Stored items
..........

PR #128, opened 2021-09-29
Add DCA cut

ddobrigk:


ALICE3/Tasks/alice3-qa-multiplicity.cxx
```diff
@@ -13,6 +13,9 @@
 // O2 includes
 #include "Framework/AnalysisTask.h"
 #include "Framework/runDataProcessing.h"
+#include "Common/Core/TrackSelection.h"
+#include "Common/DataModel/TrackSelectionTables.h"
+#include "Common/Core/trackUtilities.h"
```
vkucera, line 18: Are these needed? I don't see them used.

ddobrigk: indeed, trackUtilities are unnecessary (but the others are necessary for the trackextension)! Removed

vkucera: OK, thanks

vkucera (approved):

PR #631, opened 2022-03-19
fix daughters indexes saving into reducedMCTrack

galocco:
mctrack.daughtersIds() contains only the first and the last index of the decay daughters. Therefore the size of the vector daughters was always <= 2. At the moment of filling daughterRange, all but the first two decay daughters were lost.


iarsene (approved):

iarsene:
@galocco  Thanks for spotting this!

PR #632, opened 2022-03-19
Calo Tender implemented

peressounko:
First implementation of Run2  PHOS Tender and EMCAL AnalysisFramework.
Table CaloCluster to be discussed/agreed with EMCAL and probably replace table PWGJE/DataModel/EMCALClusters.h

### DIFF
--- a/Common/DataModel/CaloClusters.h
+++ b/Common/DataModel/CaloClusters.h
@@ -1,0 +1,59 @@
+// Copyright 2019-2020 CERN and copyright holders of ALICE O2.
+// See https://alice-o2.web.cern.ch/copyright for details of the copyright holders.
+// All rights not expressly granted are reserved.
+//
+// This software is distributed under the terms of the GNU General Public
+// License v3 (GPL Version 3), copied verbatim in the file "COPYING".
+//
+// In applying this license CERN does not waive the privileges and immunities
+// granted to it by virtue of its status as an Intergovernmental Organization
+// or submit itself to any jurisdiction.
+
+#ifndef O2_ANALYSIS_CALOCLUSTERS_H_
+#define O2_ANALYSIS_CALOCLUSTERS_H_
+
+#include "Framework/AnalysisDataModel.h"
+
+namespace o2::aod
+{
+namespace calocluster
+{
+// Columns to store momenta of "photons"
+DECLARE_SOA_INDEX_COLUMN(Collision, collision); //!
+DECLARE_SOA_COLUMN(Type, caloType, uint8_t);    //! calo type: 0: PHOS, 1: EMCAL
+DECLARE_SOA_COLUMN(Px, px, float);              //! momenta components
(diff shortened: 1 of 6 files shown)


peressounko:
Dear @mfasDa, @raymondEhlers 
please have a look at class CaloClusters.h and caloClusterProducer.cxx. I think we should develop common table for PHOS and EMCAL. Also it would be nice to have one producer class.
      Best regards, Dmitri

iarsene:
@mfasDa , @raymondEhlers 
I will wait for your go ahead on this.

mfasDa:
Adding @fjonasALICE who takes over responsibility over the emcal-correction-task from Raymond. For dynamic SOA we can probably agree on a common table for EMCAL and PHOS, this has worked for run2, we need to agree here that the relevant information is available for both detectors. For the producer I am not so convinced, the correction framework was done on purpose, there is a chain of corrections applied for EMCAL (clusterization, non-lin- correction, exotics rejection, hadronic correction), which to some extend requires different customisations for different objects (i.e. stronger E-cuts for photons and electrons vs. jets but no hadronic correction), so I think we might want to keep the correction framework.

peressounko:
Dear @mfasDa, all. I propose to implement minimal bricks: clusterization (can be common for PHOS and EMCAL)  in caloClusterProducer, track matching (not implemented yet, but also can be common) and configurable corrections suitable for analysis (has to be separate). All elementary bricks can be combined by some envelope class to minimize customization for final user.  Best regards, Dmitri

mfasDa:
This structure we had in the early version of the correction chain, the chain was very complicated to configure, macros with a lot of free parameters (more than 20), in order to allow for studies to tweak parameters. This setup turned out to be very complicated and error-prone for the users. Therefore decided for the new implementation of the correction task with one task to rule all components, and configuration based on a modern markup language that allows us to provide a default configuration and the user just to change the params that actually need to be changed. This improved the stability a lot. I am not in favour of going back to the old approach.

peressounko:
Dear @mfasDa, I do not see any contradiction between small classes dedicated to specific tasks which finally will be hidden in one user-available task with default full framework and list of default parameters - as you described. 
Let us then concentrate on common CaloCluster table: do we have all necessary fields implemented? Can we use current design as starting point, see how suitable it will be in real analysis and add missing fields later if necessary?

peressounko:
Dear  @fjonasALICE, @mfasDa, do you have any comment on proposed table? If not, can approve design as is and commit changes?

peressounko:
Dear @iarsene, @mfasDa, @raymondEhlers, I think we can commit draft as is and return to discussion if EMCAL will want to change something.

mfasDa:
As this is not a persistent structure it should be find to merge, however for EMCAL will probably add a couple of fields.

peressounko:
@mfasDa , adding fields is completely fine. Removing/renaming will cause modification of dependencies. Hope, give naming is acceptable for you.

iarsene (approved):

PR #633, opened 2022-03-21
Fix selection of tracks with TOF

njacazio:


PWGCF/FemtoDream/FemtoDreamTrackSelection.h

..........

### Your goal
Please write out exactly the lines from the start of the data through the line that contains "-1,0 +1,59 @@", both ends included, and nothing else.

### Response to this exercise
PR #128, opened 2021-09-29
Add DCA cut

ddobrigk:


ALICE3/Tasks/alice3-qa-multiplicity.cxx
```diff
@@ -13,6 +13,9 @@
 // O2 includes
 #include "Framework/AnalysisTask.h"
 #include "Framework/runDataProcessing.h"
+#include "Common/Core/TrackSelection.h"
+#include "Common/DataModel/TrackSelectionTables.h"
+#include "Common/Core/trackUtilities.h"
```
vkucera, line 18: Are these needed? I don't see them used.

ddobrigk: indeed, trackUtilities are unnecessary (but the others are necessary for the trackextension)! Removed

vkucera: OK, thanks

vkucera (approved):

PR #631, opened 2022-03-19
fix daughters indexes saving into reducedMCTrack

galocco:
mctrack.daughtersIds() contains only the first and the last index of the decay daughters. Therefore the size of the vector daughters was always <= 2. At the moment of filling daughterRange, all but the first two decay daughters were lost.


iarsene (approved):

iarsene:
@galocco  Thanks for spotting this!

PR #632, opened 2022-03-19
Calo Tender implemented

peressounko:
First implementation of Run2  PHOS Tender and EMCAL AnalysisFramework.
Table CaloCluster to be discussed/agreed with EMCAL and probably replace table PWGJE/DataModel/EMCALClusters.h

### DIFF
--- a/Common/DataModel/CaloClusters.h
+++ b/Common/DataModel/CaloClusters.h
@@ -1,0 +1,59 @@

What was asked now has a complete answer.